PR #957, opened 2025-01-02
feat: quick and dirty remote registry usage

efiShtain:
This is a quick kind of native implementation for building images on the build step instead of the run workflow step

remote registry is optional, with minimal options (address only) and is off by default

### DIFF
--- a/runtimes/pythonrt/build.go
+++ b/runtimes/pythonrt/build.go
@@ -85,7 +85,7 @@ func (py *pySvc) Build(ctx context.Context, fsys fs.FS, path string, values []sd
 
 		hash := md5.Sum(data)
 		version := fmt.Sprintf("u%x", hash)
-		imageRef := fmt.Sprintf("localhost:5001/usercode:%s", version)
+		imageRef := fmt.Sprintf("usercode:%s", version)
 
 		if err := drm.client.BuildImage(ctx, imageRef, codePath); err != nil {
 			return sdktypes.InvalidBuildArtifact, fmt.Errorf("build image: %w", err)
--- a/runtimes/pythonrt/build.go
+++ b/runtimes/pythonrt/build.go
@@ -4,6 +4,7 @@ import (
 	"archive/tar"
 	"bytes"
 	"context"
+	"crypto/md5"
 	"encoding/json"
 	"errors"
 	"fmt"
@@ -69,6 +70,28 @@ func (py *pySvc) Build(ctx context.Context, fsys fs.FS, path string, values []sd
 		}
 
 		compiledData[hdr.Name] = nil
+	}
+
+	if configuredRunnerType == runnerTypeDocker {
+		drm, ok := runnerManager.(*dockerRunnerManager)
+		if !ok {
+			return sdktypes.InvalidBuildArtifact, fmt.Errorf("configured runner type is docker but runner manager is not docker")
+		}
+
+		codePath, err := prepareUserCode(data, false)
+		if err != nil {
+			return sdktypes.InvalidBuildArtifact, fmt.Errorf("prepare user code: %w", err)
+		}
+
+		hash := md5.Sum(data)
+		version := fmt.Sprintf("u%x", hash)
+		imageRef := fmt.Sprintf("localhost:5001/usercode:%s", version)
+
+		if err := drm.client.BuildImage(ctx, imageRef, codePath); err != nil {
+			return sdktypes.InvalidBuildArtifact, fmt.Errorf("build image: %w", err)
+		}
+
+		compiledData[imageKey] = []byte(imageRef)
 	}
 
 	var art sdktypes.BuildArtifact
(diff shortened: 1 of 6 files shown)


runtimes/pythonrt/build.go
```diff
@@ -70,6 +71,28 @@ func (py *pySvc) Build(ctx context.Context, fsys fs.FS, path string, values []sd
...
+		}
+
+		codePath, err := prepareUserCode(data, false)
+		if err != nil {
+			return sdktypes.InvalidBuildArtifact, fmt.Errorf("prepare user code: %w", err)
+		}
+
+		hash := md5.Sum(data)
+		version := fmt.Sprintf("u%x", hash)
+		imageRef := fmt.Sprintf("localhost:5001/usercode:%s", version)
```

_ _ _ _ _

Give back the full listing, exactly as it stands.

PR #957, opened 2025-01-02
feat: quick and dirty remote registry usage

efiShtain:
This is a quick kind of native implementation for building images on the build step instead of the run workflow step

remote registry is optional, with minimal options (address only) and is off by default

### DIFF
--- a/runtimes/pythonrt/build.go
+++ b/runtimes/pythonrt/build.go
@@ -85,7 +85,7 @@ func (py *pySvc) Build(ctx context.Context, fsys fs.FS, path string, values []sd
 
 		hash := md5.Sum(data)
 		version := fmt.Sprintf("u%x", hash)
-		imageRef := fmt.Sprintf("localhost:5001/usercode:%s", version)
+		imageRef := fmt.Sprintf("usercode:%s", version)
 
 		if err := drm.client.BuildImage(ctx, imageRef, codePath); err != nil {
 			return sdktypes.InvalidBuildArtifact, fmt.Errorf("build image: %w", err)
--- a/runtimes/pythonrt/build.go
+++ b/runtimes/pythonrt/build.go
@@ -4,6 +4,7 @@ import (
 	"archive/tar"
 	"bytes"
 	"context"
+	"crypto/md5"
 	"encoding/json"
 	"errors"
 	"fmt"
@@ -69,6 +70,28 @@ func (py *pySvc) Build(ctx context.Context, fsys fs.FS, path string, values []sd
 		}
 
 		compiledData[hdr.Name] = nil
+	}
+
+	if configuredRunnerType == runnerTypeDocker {
+		drm, ok := runnerManager.(*dockerRunnerManager)
+		if !ok {
+			return sdktypes.InvalidBuildArtifact, fmt.Errorf("configured runner type is docker but runner manager is not docker")
+		}
+
+		codePath, err := prepareUserCode(data, false)
+		if err != nil {
+			return sdktypes.InvalidBuildArtifact, fmt.Errorf("prepare user code: %w", err)
+		}
+
+		hash := md5.Sum(data)
+		version := fmt.Sprintf("u%x", hash)
+		imageRef := fmt.Sprintf("localhost:5001/usercode:%s", version)
+
+		if err := drm.client.BuildImage(ctx, imageRef, codePath); err != nil {
+			return sdktypes.InvalidBuildArtifact, fmt.Errorf("build image: %w", err)
+		}
+
+		compiledData[imageKey] = []byte(imageRef)
 	}
 
 	var art sdktypes.BuildArtifact
(diff shortened: 1 of 6 files shown)


runtimes/pythonrt/build.go
```diff
@@ -70,6 +71,28 @@ func (py *pySvc) Build(ctx context.Context, fsys fs.FS, path string, values []sd
...
+		}
+
+		codePath, err := prepareUserCode(data, false)
+		if err != nil {
+			return sdktypes.InvalidBuildArtifact, fmt.Errorf("prepare user code: %w", err)
+		}
+
+		hash := md5.Sum(data)
+		version := fmt.Sprintf("u%x", hash)
+		imageRef := fmt.Sprintf("localhost:5001/usercode:%s", version)
```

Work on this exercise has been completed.